Your goal: Search the records for "from". Report every line where it occurs.

Raw data:

_ _ _

PR #495, opened 2025-03-07
fix bugs around ingress, tls, and dev-password

squidboylan:
This PR fixes a few bugs around using the `--ingress-host-name` flag, `--dev-password` flag, and `--use-path-routing` flag. I initially wanted to separate these but decided they make sense to keep together since they're all a little bit interdependent.

Before this change using the `--ingress-host-name` flag would cause argo to fail to fetch repos from gitea due to missing SANs in the TLS cert. It also fixes a bug where we're hardcoding the domain for argocd and gitea to `cnoe.localtest.me` in the `--dev-password` codepath.

### DIFF
--- a/pkg/controllers/localbuild/gitea.go
+++ b/pkg/controllers/localbuild/gitea.go
@@ -157,7 +157,7 @@ func (r *LocalbuildReconciler) setGiteaToken(ctx context.Context, secret corev1.
 // gitea URL reachable within the cluster with proper coredns config. Mainly for argocd
 func giteaInternalBaseUrl(config v1alpha1.BuildCustomizationSpec) string {
 	if config.UsePathRouting {
-		return fmt.Sprintf(util.GiteaSvcURL, config.Protocol, "", config.Host, config.Port, "/gitea")
+		return fmt.Sprintf(util.GiteaURLTempl, config.Protocol, "", config.Host, config.Port, "/gitea")
 	}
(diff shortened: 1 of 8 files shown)


squidboylan:
Marking this as a draft, i think there's more bugs here and i wanna make sure I'm solving them right

pkg/controllers/localbuild/gitea.go
```diff
@@ -157,7 +157,7 @@ func (r *LocalbuildReconciler) setGiteaToken(ctx context.Context, secret corev1.
 // gitea URL reachable within the cluster with proper coredns config. Mainly for argocd
 func giteaInternalBaseUrl(config v1alpha1.BuildCustomizationSpec) string {
```
squidboylan, line 158: This could be simplified a bit to just use the pkg/util/gitea.go `GiteaBaseUrl` function, not sure if we want that change in this PR though, it's already getting a bit bloated

punkwalker: I think this function is specific for returning in-cluster URL and I can see it is only used once. And the way this PR changes it's logic, it is identical to `pkg/util/gitea.go/GiteaBaseUrl` function. So we should use that and get rid of this function.

punkwalker (commented):
The changes LGTM. I am not sure how/if these changes will impact the current assumptions that we have made in configuration of various components. Let's see how e2e test perform on this PR.

punkwalker (approved):
LGTM 🚀

PR #496, opened 2025-03-07
Restrict ingress port forwarding when using --dev-password

squidboylan:
forwarding our ingress to the host node and listening on 0.0.0.0 can potentially be dangerous, particularly if a user is using the --dev-password flag to use an insecure static password. In that case someone could potentially access their gitea/argocd install and run arbitrary pods in the cluster.


nabuskey (approved):
LGTM

Issue #362, opened 2024-08-21
Feature: add a flag for `--kubeconfig` or support `KUBECONFIG` environment variable


punkwalker:
### Have you searched for this feature request?

- [X] I searched but did not find similar requests

### Problem Statement

Currently create command uses `$HOME/.kube/config` for writing kubeconfig of Kind cluster. And get command also uses same default path for interacting with cluster.

This works fine but there are following scenarios where this behavior is not useful.
**Story 1:**
I don't want the local cluster kubeconfig in default location.

**Story 2:**
I am using context switching tools like `kubeswitch` which allows me to create sticky context for each terminal. In this case, If I create multiple builds, the `get secrets` command keeps fetching secrets from the cluster for which the context is set in the default kubeconfig.

**Story 3:**
I want to have `kubectl` like experience of using non-default `kubeconfig` when I am interacting with the cluster.

### Possible Solution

_ _ _

Written answer:
Before this change using the `--ingress-host-name` flag would cause argo to fail to fetch repos from gitea due to missing SANs in the TLS cert. It also fixes a bug where we're hardcoding the domain for argocd and gitea to `cnoe.localtest.me` in the `--dev-password` codepath.
I am using context switching tools like `kubeswitch` which allows me to create sticky context for each terminal. In this case, If I create multiple builds, the `get secrets` command keeps fetching secrets from the cluster for which the context is set in the default kubeconfig.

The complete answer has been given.